Record excerpts |
Issue #54, opened 2026-03-18
Update skills docs for credential sources and egress rules


laotoutou:
## Summary
Update `skills/sandbox0` documentation to match the credential-source and network egress contract introduced in PR #51.

## Problem
PR #51 changed the public contract from `egress.authRules[].authRef` to a two-part model:
- sandbox-scoped `credentials.bindings`
- `egress.rules[].credentialRef`

It also added manager CRUD endpoints for `/api/v1/credential-sources`.

The `skills/sandbox0` docs still describe the old `authRules/authRef` model, so the examples and field descriptions are now incorrect.

Affected docs include:
- `skills/sandbox0/references/docs-src/sandbox/network/page.mdx`
- `skills/sandbox0/references/docs-src/self-hosted/configuration/page.mdx`

## Expected behavior
The skill docs should describe the current API and examples should use the new field names and concepts.

## Proposed updates
- Replace `authRules` with `egress.rules` in sandbox network docs.
- Document `credentials.bindings` and how `credentialRef` resolves against bindings.
- Add a short explanation of credential sources and the `/api/v1/credential-sources` API.
- Update self-hosted notes so the per-policy gate description matches the new contract.

## Why it matters
The skill is intended to be self-contained and authoritative for agent integrations. Outdated examples here will lead users and agents to generate invalid requests.

PR #262, opened 2026-04-21
s0fs: move committed heads from object storage to postgres

### LINKED ISSUE #261: s0fs v2: replace mutable S3 head with WAL-first engine and PG-backed volume head
## Summary

`s0fs` v1 currently treats object storage as both the capacity layer and the hot metadata/control-plane path. That design is now the main blocker for production-grade SandboxVolume stability and performance.

The concrete failure mode already showed up in managed-agents as GCS `429 rateLimitExceeded` on `s0fs/manifests/latest.json`, but the underlying problem is broader:

- every materialization overwrites the same mutable object (`manifests/latest.json`);
- HTTP volume mutations can force synchronous materialization on every request;
- cold-file writes can require whole-file fetch before modification;
- metadata is modeled as a whole-tree manifest instead of a commit/checkpoint model;
- object storage ends up serving as the hot head store, which creates single-key hotspots and poor scale-out behavior.

Volume is a core Sandbox0 capability. We need to make the storage engine production-safe before wider rollout.

## Goals

Build `s0fs v2` with these production properties:

1. `s0fs` engine remains independent from PostgreSQL.
2. PostgreSQL is used only by the upper volume layer for head/lease/routing/fencing metadata.
3. Object storage stores immutable blobs only; no hot mutable `latest.json` object.
4. WAL-first write path: user-visible write durability is local WAL durability, not object-store round trips.
5. Owner routing and commit/head management are separated from the storage engine.
6. The design must scale for both:
   - large numbers of small files;
   - large files with partial writes and range reads.
7. The final implementation must be covered by strong unit, integration, and e2e tests.

### 1. Mutable S3/GCS head hotspot

Current materialization writes:

- `manifests/<seq>.json`
- `manifests/latest.json`

The second write is a single-object hotspot and already hits GCS mutation limits.

### 2. Small-file write amplification

A sequence of small HTTP file writes can produce repeated materializations and repeated remote metadata commits.

### 3. Large-file partial-write inefficiency

For cold files, a small modification can require reading the whole file back from object storage before applying the change.

### 4. Whole-tree metadata rewrite

The current manifest serializes the whole logical tree (`Nodes`, `Children`, `ColdFiles`, `Segments`) as one state blob.

### 5. Read path depends on remote mutable head

Refresh/read-consistency currently depends on loading `latest.json`, which turns object storage into the hot coordination path.

### 6. Owner routing and durability are too coupled

Mounted owners, temporary/direct HTTP mounts, and materialization timing are tightly coupled in ways that make correctness and performance trade off against each other.

### A. `s0fs` engine layer

Responsibilities:

- node-local WAL
- in-memory inode / directory / extent state
- chunk / pack encoding
- read cache / readahead / compaction support
- build immutable commit/checkpoint artifacts

Non-responsibilities:

- PostgreSQL access
- lease election
- fencing
- routing
- owner registry

### B. volume control-plane layer

Backed by PostgreSQL.

Responsibilities:

- committed head
- lease / epoch / fencing
- owner routing
- mount heartbeat / owner registry
- GC root discovery
- commit CAS / monotonic head advancement

### C. object storage layer

Stores immutable objects only:

- `chunks/...`
- `packs/...`
- `commits/...`
- `checkpoints/...`

No mutable `latest.json` or other hot head object.

### Mounted owner / direct owner

- `write()` success: WAL append + in-memory apply succeeded
- `fsync()` / dirty `close()` success: WAL durable on local disk
- object-store flush: asynchronous batch commit
- committed-head advancement: handled by the volume layer

## Desired read semantics

- owner reads from local hot state/cache
- non-owner opens from committed head
- large files read by chunk/range
- small files prefer pack/cache hits
- no dependence on mutable object-store head keys

### Phase 1: immutable manifest head + PG-backed volume head

This is the first production slice and should land first.

- remove `manifests/latest.json` from the hot path;
- write only immutable manifest objects;
- move committed-head lookup to the volume layer via PostgreSQL;
- teach `s0fs` to load committed head through an injected interface rather than from mutable object storage;
- add strong tests that prove repeated materialization no longer mutates a single shared S3/GCS key.

### Phase 2: WAL-first write path and commit scheduling

- make batch/idle/unmount driven materialization the default commit path;
- keep durability on WAL sync, not object-store sync;
- ensure owner routing remains correct for HTTP and mounted volume users.

### Phase 3: data-layout improvements

- small-file pack objects
- large-file chunk objects
- partial-write / range-read friendly layout

### Phase 4: checkpoint/delta metadata model

- move beyond whole-tree state blob
- checkpoint + delta commit model
- prepare for better compaction and GC

## Acceptance criteria for this workstream

1. No production path depends on overwriting `manifests/latest.json`.
2. Object storage head lookup is removed from the hot path.
3. Mounted volumes and HTTP volume APIs continue to satisfy current correctness expectations.
4. The resulting system is covered by unit, integration, and e2e tests for volume stability.
5. Remote kind validation passes before rollout.

## Notes

This issue tracks the full `s0fs v2` production design. The implementation may land in internal sub-phases, but rollout should converge through one release-quality PR with complete tests and remote kind validation because volume CI/e2e/deploy cycles are expensive and the feature is production-critical.

laotoutou:
Closes #261

## Summary
- add a committed-head abstraction to `s0fs` so the engine no longer depends on mutable object-store head updates in the hot path
- persist committed S0FS manifest heads in PostgreSQL with compare-and-swap semantics and wire storage-proxy/ctld mounts through that head store
- keep immutable manifest objects in object storage, bootstrap legacy `manifests/latest.json` into PG on first read, and add unit/integration coverage for head advancement and conflict detection

## Why
`issue #54` was exposing a deeper S0FS v1 problem: we were treating object storage as the hot committed head store by repeatedly overwriting `manifests/latest.json`. This PR moves the committed pointer into PG while keeping `s0fs` itself PG-agnostic through an injected interface.

## Tests
- `go test ./storage-proxy/pkg/s0fs`
- `go test ./storage-proxy/pkg/db`
- `go test ./storage-proxy/pkg/volume`
- `go test ./storage-proxy/cmd/storage-proxy ./ctld/internal/ctld/portal`
- `go test ./tests/integration/internal/tests/storage-proxy`
- `go test ./tests/e2e/utils`
- remote kind deploy succeeded via `/root/Makefile:test-again`
- remote kind manual volume validation in progress

### DIFF
--- a/ctld/internal/ctld/portal/manager.go
+++ b/ctld/internal/ctld/portal/manager.go
@@ -43,6 +43,7 @@ type Manager struct {
 	mu              sync.Mutex
 	portals         map[string]*portalMount
 	portalsByTarget map[string]*portalMount
+	boundVolumes    map[string]*boundVolume
 	volumes         *localVolumeManager
 }
 
@@ -59,6 +60,15 @@ type portalMount struct {
 	volumeID  string
 	teamID    string
 	mountedAt time.Time
+}
+
+type boundVolume struct {
+	volumeID  string
+	teamID    string
+	access    volume.AccessMode
+	mountedAt time.Time
+	refCount  int
+	volCtx    *volume.VolumeContext
 
 	heartbeatCancel context.CancelFunc
 	heartbeatDone   chan struct{}
@@ -109,6 +119,7 @@ func NewManager(cfg Config) *Manager {
 		heartbeatInterval: heartbeatInterval,
 		portals:           make(map[string]*portalMount),
 		portalsByTarget:   make(map[string]*portalMount),
+		boundVolumes:      make(map[string]*boundVolume),
 		volumes:           newLocalVolumeManager(),
 	}
 	manager.volumeAPI = newMountedVolumeAPIHandler(storageConfig, cfg.Repository, manager.volumes, l)
@@ -234,6 +245,10 @@ func (m *Manager) Bind(ctx context.Context, req ctldapi.BindVolumePortalRequest)
 	if err != nil {
 		return ctldapi.BindVolumePortalResponse{}, err
 	}
+	accessMode, err := validateBindableAccessMode(volumeRecord.AccessMode)
+	if err != nil {
+		return ctldapi.BindVolumePortalResponse{}, err
+	}
 
 	key := portalKey(req.PodUID, portalName)
 	m.mu.Lock()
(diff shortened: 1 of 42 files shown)


laotoutou:
Remote kind update on top of `d399d97` (`ctld: support rox shared volume portals`).

What changed in this follow-up:
- fixed `ctld` volume-portal bind so `ROX` volumes are accepted by the node-local portal path instead of being hard-blocked as `RWO`-only
- added shared bound-volume lifecycle in `ctld` so multiple same-node `ROX` portals reuse one local engine / owner registration / materializer and unbind with ref-counted teardown
- added unit coverage for bindable access-mode validation and shared unbind ref-counting
- added e2e cases for `ROX` shared read-only mounts and `RWX` sandbox-mount rejection

Local verification:
- `go test ./ctld/internal/ctld/portal`
- `go test ./manager/pkg/service`
- `go test ./tests/e2e/cases`

Remote kind manual validation after redeploy:
- `RWO` regression path still passes:
  - unmounted API write/read
  - first sandbox mount succeeds
  - second `RWO` mount is rejected with conflict
  - sandbox write -> volume API read works
  - volume API write -> mounted sandbox read works
  - mounted snapshot create is rejected
  - after sandbox delete + wait-for-unmount, snapshot create/restore + remount works
- `ROX` path now passes:
  - same `ROX` volume mounted into two sandboxes successfully
  - both sandboxes read the same seeded file
  - sandbox write attempt hits `Read-only file system`
  - file is not created
- `RWX` sandbox mount is rejected as expected
- `ROX` volume mounted onto a read-write template path is rejected as expected
- deleting a mounted `RWO` volume is rejected as expected

Note: I also started a focused remote `go test ./tests/e2e/scenarios/single-cluster ... --ginkgo.focus="sandbox volumes"` run, but it sat without emitting progress or consuming CPU meaningfully, so I stopped it instead of leaving a hung remote session behind. The new e2e coverage is in the PR and CI can exercise it there.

Problem to solve | From the very first line of the data through the line with "## Proposed updates" in it, please reproduce each line exactly and output nothing more.

Solution for this exercise |
Issue #54, opened 2026-03-18
Update skills docs for credential sources and egress rules


laotoutou:
## Summary
Update `skills/sandbox0` documentation to match the credential-source and network egress contract introduced in PR #51.

## Problem
PR #51 changed the public contract from `egress.authRules[].authRef` to a two-part model:
- sandbox-scoped `credentials.bindings`
- `egress.rules[].credentialRef`

It also added manager CRUD endpoints for `/api/v1/credential-sources`.

The `skills/sandbox0` docs still describe the old `authRules/authRef` model, so the examples and field descriptions are now incorrect.

Affected docs include:
- `skills/sandbox0/references/docs-src/sandbox/network/page.mdx`
- `skills/sandbox0/references/docs-src/self-hosted/configuration/page.mdx`

## Expected behavior
The skill docs should describe the current API and examples should use the new field names and concepts.

## Proposed updates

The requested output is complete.